■ INPUT FOR THIS TASK ■

──────────────────────────────

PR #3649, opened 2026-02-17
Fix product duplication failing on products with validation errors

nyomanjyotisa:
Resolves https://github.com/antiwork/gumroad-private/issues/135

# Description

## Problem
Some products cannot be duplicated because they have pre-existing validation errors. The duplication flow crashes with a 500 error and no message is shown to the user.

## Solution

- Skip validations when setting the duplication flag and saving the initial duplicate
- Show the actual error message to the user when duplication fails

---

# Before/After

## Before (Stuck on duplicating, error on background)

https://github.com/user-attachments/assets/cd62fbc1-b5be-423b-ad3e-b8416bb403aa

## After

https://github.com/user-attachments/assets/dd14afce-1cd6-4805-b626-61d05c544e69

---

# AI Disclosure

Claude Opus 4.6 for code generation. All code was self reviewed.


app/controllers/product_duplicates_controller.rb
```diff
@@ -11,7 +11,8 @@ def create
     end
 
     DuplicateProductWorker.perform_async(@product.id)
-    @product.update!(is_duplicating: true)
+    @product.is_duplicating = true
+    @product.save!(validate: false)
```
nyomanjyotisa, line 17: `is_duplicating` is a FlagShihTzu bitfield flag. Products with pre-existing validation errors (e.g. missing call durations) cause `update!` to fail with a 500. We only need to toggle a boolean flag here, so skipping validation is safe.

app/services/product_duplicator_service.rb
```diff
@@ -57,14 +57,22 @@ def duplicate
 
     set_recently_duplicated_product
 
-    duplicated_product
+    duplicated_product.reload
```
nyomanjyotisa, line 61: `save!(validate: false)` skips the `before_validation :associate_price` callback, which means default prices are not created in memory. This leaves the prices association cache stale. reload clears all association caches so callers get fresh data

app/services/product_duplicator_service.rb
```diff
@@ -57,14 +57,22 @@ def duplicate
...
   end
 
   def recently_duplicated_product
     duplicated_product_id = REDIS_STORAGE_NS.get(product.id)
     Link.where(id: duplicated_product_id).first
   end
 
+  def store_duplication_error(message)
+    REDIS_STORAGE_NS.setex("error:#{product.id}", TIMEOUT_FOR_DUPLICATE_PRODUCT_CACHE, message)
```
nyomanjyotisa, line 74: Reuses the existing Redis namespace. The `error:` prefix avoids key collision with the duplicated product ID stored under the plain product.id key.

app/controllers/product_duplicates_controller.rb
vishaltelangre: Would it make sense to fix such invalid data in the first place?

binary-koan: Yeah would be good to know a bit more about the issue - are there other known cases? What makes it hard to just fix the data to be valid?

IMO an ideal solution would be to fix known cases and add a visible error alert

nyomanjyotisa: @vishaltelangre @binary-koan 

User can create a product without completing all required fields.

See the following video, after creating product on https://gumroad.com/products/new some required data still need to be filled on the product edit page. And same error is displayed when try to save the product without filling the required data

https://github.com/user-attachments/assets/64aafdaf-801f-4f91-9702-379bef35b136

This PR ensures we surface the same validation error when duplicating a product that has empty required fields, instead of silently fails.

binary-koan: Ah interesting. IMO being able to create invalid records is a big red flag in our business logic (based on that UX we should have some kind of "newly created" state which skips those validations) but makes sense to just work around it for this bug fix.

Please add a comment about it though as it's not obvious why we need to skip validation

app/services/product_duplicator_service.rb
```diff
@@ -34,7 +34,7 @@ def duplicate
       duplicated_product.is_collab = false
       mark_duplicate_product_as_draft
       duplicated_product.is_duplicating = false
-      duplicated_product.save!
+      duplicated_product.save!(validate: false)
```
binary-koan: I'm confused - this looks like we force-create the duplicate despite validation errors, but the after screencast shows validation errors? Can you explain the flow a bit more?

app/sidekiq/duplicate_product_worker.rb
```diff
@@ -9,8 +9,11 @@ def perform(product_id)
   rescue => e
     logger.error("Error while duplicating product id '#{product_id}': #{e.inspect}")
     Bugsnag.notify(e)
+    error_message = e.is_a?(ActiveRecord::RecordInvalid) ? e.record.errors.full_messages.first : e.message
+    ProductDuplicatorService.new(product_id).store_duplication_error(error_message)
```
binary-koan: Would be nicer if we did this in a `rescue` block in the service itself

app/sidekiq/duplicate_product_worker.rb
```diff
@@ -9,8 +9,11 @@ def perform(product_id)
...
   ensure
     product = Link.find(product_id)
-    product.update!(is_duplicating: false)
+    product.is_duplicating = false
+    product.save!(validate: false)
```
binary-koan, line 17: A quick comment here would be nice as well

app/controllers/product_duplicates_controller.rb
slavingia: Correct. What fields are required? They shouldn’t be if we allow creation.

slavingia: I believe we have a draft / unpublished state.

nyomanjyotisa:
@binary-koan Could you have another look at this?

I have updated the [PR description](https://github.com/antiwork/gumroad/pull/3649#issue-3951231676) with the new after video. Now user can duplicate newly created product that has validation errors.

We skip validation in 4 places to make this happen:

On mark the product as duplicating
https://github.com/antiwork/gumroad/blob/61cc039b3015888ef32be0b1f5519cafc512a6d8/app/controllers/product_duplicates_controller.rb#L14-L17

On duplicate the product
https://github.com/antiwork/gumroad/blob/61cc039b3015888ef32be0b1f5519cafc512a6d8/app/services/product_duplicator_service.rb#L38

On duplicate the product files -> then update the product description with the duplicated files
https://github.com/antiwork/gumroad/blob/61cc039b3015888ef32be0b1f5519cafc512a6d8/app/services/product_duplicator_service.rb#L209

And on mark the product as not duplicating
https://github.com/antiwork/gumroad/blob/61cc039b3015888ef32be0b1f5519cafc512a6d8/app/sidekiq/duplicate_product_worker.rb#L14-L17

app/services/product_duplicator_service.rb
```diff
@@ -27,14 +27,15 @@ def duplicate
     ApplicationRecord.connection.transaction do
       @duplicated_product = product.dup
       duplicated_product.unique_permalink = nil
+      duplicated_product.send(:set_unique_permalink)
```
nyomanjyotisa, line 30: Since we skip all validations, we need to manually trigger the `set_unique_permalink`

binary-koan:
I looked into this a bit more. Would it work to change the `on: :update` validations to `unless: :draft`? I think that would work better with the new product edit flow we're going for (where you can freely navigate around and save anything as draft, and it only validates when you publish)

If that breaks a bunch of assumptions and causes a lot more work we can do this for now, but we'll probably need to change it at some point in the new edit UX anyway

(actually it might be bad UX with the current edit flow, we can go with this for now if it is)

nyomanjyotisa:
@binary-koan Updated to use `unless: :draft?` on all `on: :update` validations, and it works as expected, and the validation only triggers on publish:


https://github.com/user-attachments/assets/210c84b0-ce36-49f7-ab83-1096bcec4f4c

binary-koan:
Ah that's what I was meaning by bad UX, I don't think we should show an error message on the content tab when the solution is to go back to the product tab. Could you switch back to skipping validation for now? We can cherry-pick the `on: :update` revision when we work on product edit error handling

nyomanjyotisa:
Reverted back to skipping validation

──────────────────────────────

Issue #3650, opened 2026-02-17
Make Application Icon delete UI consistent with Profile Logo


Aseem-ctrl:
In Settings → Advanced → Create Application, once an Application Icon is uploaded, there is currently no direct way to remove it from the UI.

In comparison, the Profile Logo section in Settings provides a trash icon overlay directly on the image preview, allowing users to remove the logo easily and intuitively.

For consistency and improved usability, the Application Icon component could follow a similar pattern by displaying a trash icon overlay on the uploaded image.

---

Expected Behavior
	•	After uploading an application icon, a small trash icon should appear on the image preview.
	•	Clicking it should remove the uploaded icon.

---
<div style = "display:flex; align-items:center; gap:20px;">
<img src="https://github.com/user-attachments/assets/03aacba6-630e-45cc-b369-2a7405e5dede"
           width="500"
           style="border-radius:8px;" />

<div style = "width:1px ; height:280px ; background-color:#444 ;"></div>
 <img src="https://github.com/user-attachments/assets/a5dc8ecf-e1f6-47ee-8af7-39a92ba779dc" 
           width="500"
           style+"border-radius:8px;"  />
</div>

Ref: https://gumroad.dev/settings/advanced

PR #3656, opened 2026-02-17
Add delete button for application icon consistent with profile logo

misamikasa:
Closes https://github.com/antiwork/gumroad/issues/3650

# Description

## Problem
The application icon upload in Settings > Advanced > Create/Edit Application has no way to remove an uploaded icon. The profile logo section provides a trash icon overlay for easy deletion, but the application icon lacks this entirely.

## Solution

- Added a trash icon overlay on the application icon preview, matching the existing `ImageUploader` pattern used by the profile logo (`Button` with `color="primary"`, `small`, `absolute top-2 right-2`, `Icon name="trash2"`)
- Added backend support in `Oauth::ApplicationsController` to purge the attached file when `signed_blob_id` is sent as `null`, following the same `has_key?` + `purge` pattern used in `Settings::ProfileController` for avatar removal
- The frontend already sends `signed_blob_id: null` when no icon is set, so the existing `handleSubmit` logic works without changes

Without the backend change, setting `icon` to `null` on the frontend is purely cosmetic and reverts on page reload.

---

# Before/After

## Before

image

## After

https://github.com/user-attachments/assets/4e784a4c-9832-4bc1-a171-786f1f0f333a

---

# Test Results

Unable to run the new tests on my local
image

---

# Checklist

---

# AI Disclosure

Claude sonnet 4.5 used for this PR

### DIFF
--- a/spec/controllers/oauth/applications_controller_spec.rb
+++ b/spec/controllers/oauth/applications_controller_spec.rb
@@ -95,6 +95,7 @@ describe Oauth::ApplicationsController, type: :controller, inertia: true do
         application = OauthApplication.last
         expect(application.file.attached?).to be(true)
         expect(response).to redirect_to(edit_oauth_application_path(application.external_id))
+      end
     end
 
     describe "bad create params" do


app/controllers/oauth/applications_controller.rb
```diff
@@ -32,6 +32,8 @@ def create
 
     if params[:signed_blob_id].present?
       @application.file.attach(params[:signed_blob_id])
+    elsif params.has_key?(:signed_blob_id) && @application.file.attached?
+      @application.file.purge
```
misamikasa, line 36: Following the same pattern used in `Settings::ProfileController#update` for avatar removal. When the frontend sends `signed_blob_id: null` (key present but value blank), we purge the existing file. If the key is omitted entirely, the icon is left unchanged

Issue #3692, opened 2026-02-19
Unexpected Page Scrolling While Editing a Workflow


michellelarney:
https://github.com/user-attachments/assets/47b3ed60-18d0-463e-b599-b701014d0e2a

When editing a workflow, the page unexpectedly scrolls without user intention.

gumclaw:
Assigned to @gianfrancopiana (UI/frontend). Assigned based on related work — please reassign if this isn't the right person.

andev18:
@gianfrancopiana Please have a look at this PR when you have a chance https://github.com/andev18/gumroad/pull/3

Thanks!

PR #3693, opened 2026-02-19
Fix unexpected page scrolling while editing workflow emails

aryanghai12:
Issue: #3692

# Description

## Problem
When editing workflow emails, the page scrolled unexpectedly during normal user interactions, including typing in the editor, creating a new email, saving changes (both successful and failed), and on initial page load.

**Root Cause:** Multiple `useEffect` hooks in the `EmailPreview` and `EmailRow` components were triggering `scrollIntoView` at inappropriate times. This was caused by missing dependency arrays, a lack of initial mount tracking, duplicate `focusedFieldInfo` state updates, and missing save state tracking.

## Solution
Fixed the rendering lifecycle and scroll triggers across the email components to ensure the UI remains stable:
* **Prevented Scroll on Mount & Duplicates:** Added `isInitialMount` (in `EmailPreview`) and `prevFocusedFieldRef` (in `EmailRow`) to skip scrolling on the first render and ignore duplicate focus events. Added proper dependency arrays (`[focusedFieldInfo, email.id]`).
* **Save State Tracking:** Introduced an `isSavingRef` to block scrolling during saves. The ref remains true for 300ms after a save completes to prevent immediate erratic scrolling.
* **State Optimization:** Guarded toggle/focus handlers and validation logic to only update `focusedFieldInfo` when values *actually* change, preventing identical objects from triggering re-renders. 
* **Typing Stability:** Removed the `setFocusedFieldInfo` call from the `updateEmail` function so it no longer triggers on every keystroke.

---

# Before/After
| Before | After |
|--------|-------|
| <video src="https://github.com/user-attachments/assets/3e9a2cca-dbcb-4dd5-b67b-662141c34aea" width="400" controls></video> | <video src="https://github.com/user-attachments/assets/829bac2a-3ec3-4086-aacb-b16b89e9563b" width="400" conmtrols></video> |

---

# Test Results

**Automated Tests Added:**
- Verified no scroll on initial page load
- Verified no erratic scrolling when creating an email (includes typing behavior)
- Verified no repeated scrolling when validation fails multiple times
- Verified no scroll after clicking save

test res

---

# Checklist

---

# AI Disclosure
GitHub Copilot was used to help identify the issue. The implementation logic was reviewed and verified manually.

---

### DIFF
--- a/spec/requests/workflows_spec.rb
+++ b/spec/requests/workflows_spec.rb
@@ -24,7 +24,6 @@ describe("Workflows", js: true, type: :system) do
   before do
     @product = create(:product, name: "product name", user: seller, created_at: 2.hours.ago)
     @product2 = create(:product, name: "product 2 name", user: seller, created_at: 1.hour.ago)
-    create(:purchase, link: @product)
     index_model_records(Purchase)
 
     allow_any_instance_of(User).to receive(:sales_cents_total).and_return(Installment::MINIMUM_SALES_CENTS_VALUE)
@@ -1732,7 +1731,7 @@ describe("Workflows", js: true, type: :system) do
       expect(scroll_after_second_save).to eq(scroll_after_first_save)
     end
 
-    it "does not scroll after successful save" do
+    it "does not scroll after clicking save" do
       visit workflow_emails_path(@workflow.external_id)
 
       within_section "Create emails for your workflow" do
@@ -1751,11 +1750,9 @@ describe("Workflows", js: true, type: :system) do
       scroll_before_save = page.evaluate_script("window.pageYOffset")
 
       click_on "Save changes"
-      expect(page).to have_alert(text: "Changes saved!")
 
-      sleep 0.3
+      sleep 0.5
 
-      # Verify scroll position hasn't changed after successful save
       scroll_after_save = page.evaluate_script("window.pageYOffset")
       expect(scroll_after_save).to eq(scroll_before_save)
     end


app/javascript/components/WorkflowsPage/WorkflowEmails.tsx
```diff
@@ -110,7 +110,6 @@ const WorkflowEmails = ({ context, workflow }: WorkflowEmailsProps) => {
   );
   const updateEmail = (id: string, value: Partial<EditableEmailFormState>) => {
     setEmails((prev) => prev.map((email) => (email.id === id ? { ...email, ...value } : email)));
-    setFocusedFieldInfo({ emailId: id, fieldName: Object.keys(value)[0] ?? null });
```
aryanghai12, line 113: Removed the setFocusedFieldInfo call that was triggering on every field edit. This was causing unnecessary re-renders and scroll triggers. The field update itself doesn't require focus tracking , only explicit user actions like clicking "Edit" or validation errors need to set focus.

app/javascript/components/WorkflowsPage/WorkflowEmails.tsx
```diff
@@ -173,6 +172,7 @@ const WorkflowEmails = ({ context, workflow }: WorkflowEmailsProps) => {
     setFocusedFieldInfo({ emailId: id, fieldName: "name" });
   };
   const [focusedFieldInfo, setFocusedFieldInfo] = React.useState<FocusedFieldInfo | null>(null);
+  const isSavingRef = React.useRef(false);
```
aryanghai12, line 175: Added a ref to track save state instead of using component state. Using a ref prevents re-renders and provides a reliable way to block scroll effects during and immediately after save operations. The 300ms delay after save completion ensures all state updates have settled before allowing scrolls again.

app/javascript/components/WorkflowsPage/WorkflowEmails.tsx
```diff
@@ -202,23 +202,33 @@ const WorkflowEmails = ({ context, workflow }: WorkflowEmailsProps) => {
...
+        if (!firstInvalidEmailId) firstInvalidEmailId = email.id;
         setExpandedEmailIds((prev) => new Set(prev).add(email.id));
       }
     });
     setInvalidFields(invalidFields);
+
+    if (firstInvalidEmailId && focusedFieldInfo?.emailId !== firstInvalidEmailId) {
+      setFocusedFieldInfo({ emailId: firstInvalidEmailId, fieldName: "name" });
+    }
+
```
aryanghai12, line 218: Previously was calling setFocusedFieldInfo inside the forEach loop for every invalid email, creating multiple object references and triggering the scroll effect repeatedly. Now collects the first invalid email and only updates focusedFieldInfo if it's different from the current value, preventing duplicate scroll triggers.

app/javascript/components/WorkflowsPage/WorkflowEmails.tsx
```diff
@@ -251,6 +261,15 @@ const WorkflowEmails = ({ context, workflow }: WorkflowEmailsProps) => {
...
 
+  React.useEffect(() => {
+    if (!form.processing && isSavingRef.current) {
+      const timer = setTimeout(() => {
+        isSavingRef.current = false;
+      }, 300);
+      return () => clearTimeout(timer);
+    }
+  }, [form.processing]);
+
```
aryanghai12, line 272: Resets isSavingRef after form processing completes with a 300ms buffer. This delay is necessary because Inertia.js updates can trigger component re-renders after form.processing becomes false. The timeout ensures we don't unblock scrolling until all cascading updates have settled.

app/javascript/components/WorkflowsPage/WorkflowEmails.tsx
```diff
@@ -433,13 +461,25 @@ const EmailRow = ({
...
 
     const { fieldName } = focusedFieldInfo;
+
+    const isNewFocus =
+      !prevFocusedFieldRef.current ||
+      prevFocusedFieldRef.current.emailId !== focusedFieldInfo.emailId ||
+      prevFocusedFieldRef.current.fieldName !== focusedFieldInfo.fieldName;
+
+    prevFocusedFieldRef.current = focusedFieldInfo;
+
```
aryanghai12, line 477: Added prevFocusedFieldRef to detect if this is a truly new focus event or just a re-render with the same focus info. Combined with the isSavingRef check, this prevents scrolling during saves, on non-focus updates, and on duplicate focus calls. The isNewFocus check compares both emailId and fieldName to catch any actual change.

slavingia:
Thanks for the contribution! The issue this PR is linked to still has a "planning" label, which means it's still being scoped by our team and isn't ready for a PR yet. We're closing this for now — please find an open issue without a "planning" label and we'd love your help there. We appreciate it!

──────────────────────────────

■ YOUR ASSIGNMENT ■
Looking at the data above, state how many of its lines contain the word "Thanks", and give nothing but that number.

■ FINISHED TASK ■
2